Technologic Pessimism:

• Suspects technology may deleteriously affect societal fabric.
  The goal for professionals lies in guiding technology responsibly through balanced perspectives.

Social Media's Impact on Human Interaction

Benefits:

• Fostering relationships and connection
• Building support systems
• Facilitating information sharing

Concerns:

• Diminished empathy and patience
• Threats of misinformation and misrepresentation
• Erosion of face-to-face relationships
  Engineers must account for these social responsibilities in technology.

Necessity for Critical Judgment in Engineering

Engineers must reflect upon:

• Who benefits from their designs?
• Who may face harm?
• What risks are involved?
• What are the possible long-term effects?
• Are there safer alternatives?

Importance of Case Studies in Engineering Ethics

Professional ethics emerge in real-world contexts as opposed to theoretical constructs. Case studies equip engineers with capabilities to:

• Recognize ethical challenges
• Cultivate decision-making skills
• Analyze potential ramifications
• Grasp professional accountability
  There are no absolute solutions within ethics; real-world complexities require nuanced, thoughtful engagement.

Reflective Case Example

Imagine you are a Senior Design Engineer at Philips in 2015, having recently launched the "DreamStation," a crucial breathing aid for many.
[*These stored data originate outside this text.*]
PR #975, opened 2023-07-31
Error bar

### LINKED ISSUE #594: data range on line graphics

Elias0127:
# Description

We grabbed the min and max data from the database and added it to the line graph as error bars. Note that we did not write the SQL query (src/server/sql/reading/create_reading_views.sql) that was responsible for creating the min and max data in the database. The code was already written, and we only uncommented it.

This is a joint work
Co-authored - by JesseVarGar

Fixes #594

## Type of change

## Checklist

## Limitations

Adding min and max to the database caused a mismatch with the tests and resulted in them failing.


src/client/app/actions/lineReadings.ts
```diff
@@ -159,4 +158,4 @@ export function fetchNeededLineReadings(timeInterval: TimeInterval, unitID: numb
 
 		return Promise.all(promises);
 	};
-}
+}
```
spearec: Generally, OED uses newlines at EOF and between functions. There are a few cases of removed newlines, which I assume are due to a differing vscode configuration. These newlines should be kept to match the rest of the codebase.

src/client/app/components/ErrorBarComponent.tsx
```diff
@@ -0,0 +1,45 @@
...
+import { State } from '../types/redux/state';
+import { toggleShowMinMax } from '../actions/graph';
+import translate from '../utils/translate';
+import TooltipMarkerComponent from './TooltipMarkerComponent';
+
+/**
+ * React Component rendering an Error Bar checkbox for toggle operation.
+ * @returns Error Bar checkbox with tooltip and label
+ */
+const ErrorBarComponent = () => {
```
spearec: All other components in OED use `export default function thisComponent()`, so although this is functionally similar, this should be kept consistent with the codebase.

src/client/app/containers/LineChartContainer.ts
```diff
@@ -113,6 +129,7 @@ function mapStateToProps(state: State) {
 							color: getGraphColor(colorID, DataType.Meter)
 						}
 					});
+
```
spearec: As noted before, there's a few cases of out-of-place newlines either added or removed.

src/client/app/translations/data.js
```diff
@@ -149,6 +149,7 @@ const localeData = {
 		"edit.unit": "Edit Unit",
 		"email": "Email",
 		"enable": "Enable",
+		"error.bar": "Error Bar",
```
spearec: I would recommend this includes a verb, such as "Show error bars". We try to have the UI be as descriptive as possible. See the checkboxes for area normalization and bar stacking for examples.

src/client/app/translations/data.js
```diff
@@ -233,6 +234,7 @@ const localeData = {
...
 		"help.home.compare.interval.tip": "Selects the time interval (Day, Week or 4 Weeks) to compare for current to previous.  Please see {link} for further details and information.",
 		"help.home.compare.sort.tip": "Allows user to select the order of multiple comparison graphs to be Alphabetical (by name), Ascending (greatest to least reduction in usage) and Descending (least to greatest reduction in usage).  Please see {link} for further details and information.",
+		"help.home.error.bar": "Toggles error bar with min and max value.Please visit {link} for further details and information.",
```
spearec: Error bars should be plural and there is no space after the period.

src/client/app/types/redux/graph.ts
```diff
@@ -56,6 +56,12 @@ export interface ChangeChartToRenderAction {
 export interface ToggleAreaNormalizationAction {
 	type: ActionType.ToggleAreaNormalization;
 }
+export interface ToggleShowMinMaxAction {
+	type: ActionType.ToggleShowMinMax;
+}
+export interface ToggleShowMinMaxAction {
```
spearec, line 60: Duplicate entry for the interface definition.

src/server/migrations/1.0.0-1.1.0/index.js
```diff
@@ -0,0 +1,14 @@
+/* This Source Code Form is subject to the terms of the Mozilla Public
+ * License, v. 2.0. If a copy of the MPL was not distributed with this
+ * file, You can obtain one at http://mozilla.org/MPL/2.0/. */
+
+const database = require('../../models/database');
+const sqlFile = database.sqlFile;
+
+module.exports = {
```
spearec, line 8: Migration was added, but also needs to be added to `registerMigration.js`

src/client/app/containers/LineChartContainer.ts
```diff
@@ -18,6 +18,8 @@ function mapStateToProps(state: State) {
 	const timeInterval = state.graph.timeInterval;
 	const unitID = state.graph.selectedUnit;
 	const datasets: any[] = [];
+	const yMinData: number[] = [];
```
spearec: Since these arrays are per-meter, these need to be defined inside of the for loop by meterID below (see xData and yData arrays). When defined here, these result in a failure to add error bars when more than one meter is graphed.
image

src/client/app/containers/LineChartContainer.ts
```diff
@@ -81,7 +82,16 @@ function mapStateToProps(state: State) {
 						xData.push(timeReading.format('YYYY-MM-DD HH:mm:ss'));
 						const readingValue = reading.reading * scaling;
 						yData.push(readingValue);
-						hoverText.push(`<b> ${timeReading.format('ddd, ll LTS')} </b> <br> ${label}: ${readingValue.toPrecision(6)} ${unitLabel}`);
+						const minValue = reading.min * scaling;
+						yMinData.push(minValue);
+						const maxValue = reading.max * scaling;
+						yMaxData.push(maxValue);
+						if (state.graph.showMinMax) {
```
spearec: As an optimization, the filling of these arrays should be inside of the if statement. If showMinMax is false, these arrays are not used, so it is wasteful to fill them with data.

spearec (changes requested):
Overall, great work from @Elias0127 and @JesseVarGar. This is a good implementation of the work that was done on the backend. I've got a few small code styling comments, and there are also two issues with the implementation.

As noted below, the min/max points array is kept across meters, which leads to problems when displaying bars on multiple meters.

Additionally, there should not be error bars for meter-resolution data. Currently, the code tries to display error bars on this data, which leads to errors in the console as well as weird plotly output.
image

src/client/app/actions/lineReadings.ts
```diff
@@ -130,7 +130,6 @@ function fetchGroupLineReadings(groupIDs: number[], timeInterval: TimeInterval,
 		dispatch(receiveGroupLineReadings(groupIDs, timeInterval, unitID, groupLineReadings));
 	};
 }
```
huss: Could the blank line between function be put back.

src/client/app/components/UIOptionsComponent.tsx
```diff
@@ -88,8 +89,11 @@ class UIOptionsComponent extends React.Component<UIOptionsPropsWithIntl, UIOptio
 				<ChartSelectComponent />
 				<ChartDataSelectComponent />
 				<GraphicRateMenuComponent />
-				<AreaUnitSelectComponent/>
-
+				<AreaUnitSelectComponent />
+				{/* Controls error bar, specifically for the line chart.  */}
```
huss: Really small point but there are two spaces before the */. Could you please make it one.

src/client/app/translations/data.js
```diff
@@ -602,6 +604,7 @@ const localeData = {
 		"edit.unit": "(need French) Edit Unit",
 		"email": "E-mail",
 		"enable": "Activer",
+		"error.bar": "(Need French) Error Bar",
```
huss: This text differs from en. It should be as in en. Note comments on fr apply to es too.

src/client/app/translations/data.js
```diff
@@ -686,6 +689,7 @@ const localeData = {
...
 		"help.home.compare.interval.tip": "(Need French) Selects the time interval (Day, Week or 4 Weeks) to compare for current to previous.  Please see {link} for further details and information.",
 		"help.home.compare.sort.tip": "(Need French) Allows user to select the order of multiple comparison graphs to be Alphabetical (by name), Ascending (greatest to least reduction in usage) and Descending (least to greatest reduction in usage).  Please see {link} for further details and information.",
+		"help.home.error.bar": "(Need French) Toggles error bar with min and max value.Please visit {link} for further details and information.",
```
huss: Text does not have a space after the . and also please check for other differences with en.

While it could go either way, I think you should make it "error bars" per the comment from @spearec (was marked resolved).

src/client/app/utils/exportData.ts
```diff
@@ -24,7 +36,14 @@ function convertToCSV(readings: LineReading[], meter: string, unitLabel: string,
 		// somewhat universal way of formatting.
 		const startTimeStamp = moment.utc(reading.startTimestamp).format('YYYY-MM-DD HH:mm:ss');
 		const endTimeStamp = moment.utc(reading.endTimestamp).format('YYYY-MM-DD HH:mm:ss');
-		csvOutput += `${value},${startTimeStamp},${endTimeStamp}\n`;
+		csvOutput += `${value},${startTimeStamp},${endTimeStamp}`;
+		// Populate the min and max columns only for LineReading types.
```
huss: I might change this comment to be: "Include min and max in export if appropraite". The comment above specifies the conditions where this should be the case. The currrent comment leaves out that you must be showing error bars. I think it might be best to not duplicate the conditions so they don't get out of sync.

src/server/models/Reading.js
```diff
@@ -240,16 +240,15 @@ class Reading {
...
 		 */
 		const allMeterLineReadings = await conn.func('meter_line_readings_unit',
 			[meterIDs, graphicUnitId, fromTimestamp || '-infinity', toTimestamp || 'infinity', 'auto', maxRawPoints, maxHourlyPoints]
 		);
-
 		const readingsByMeterID = mapToObject(meterIDs, () => []);
 		for (const row of allMeterLineReadings) {
 			readingsByMeterID[row.meter_id].push(
-				{ reading_rate: row.reading_rate, start_timestamp: row.start_timestamp, end_timestamp: row.end_timestamp }
+				{reading_rate: row.reading_rate, min_rate: row.min_rate, max_rate: row.max_rate, start_timestamp: row.start_timestamp, end_timestamp: row.end_timestamp }
```
huss: I think the space after { should be put back.

huss:
@Elias0127 From the records I have, you have yet to sign the [CLA ](https://openenergydashboard.github.io/developer/cla.html)for OED. OED needs a signed CLA to accept this work. If you think my records are in error then please let me know.

huss:
Before this PR I pushed a commit to get the tests working. I want to note that the fix did not include testing the new error bar values returned. I have opened issue #984 so the tests will be enhanced in the future. For now, the PR will be manually tested.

The machine appeared innovative until user reports of problems began to arise—specifically related to the PE-PUR foam breaking down in high humidity. Internal data revealed it off-gassed toxic substances yet the company opted for silence instead of a costly recall, leading to ethical crises around patient safety. This scenario brings forth pivotal discussions regarding the societal impacts of engineering decisions and the obligations of engineers towards the public good.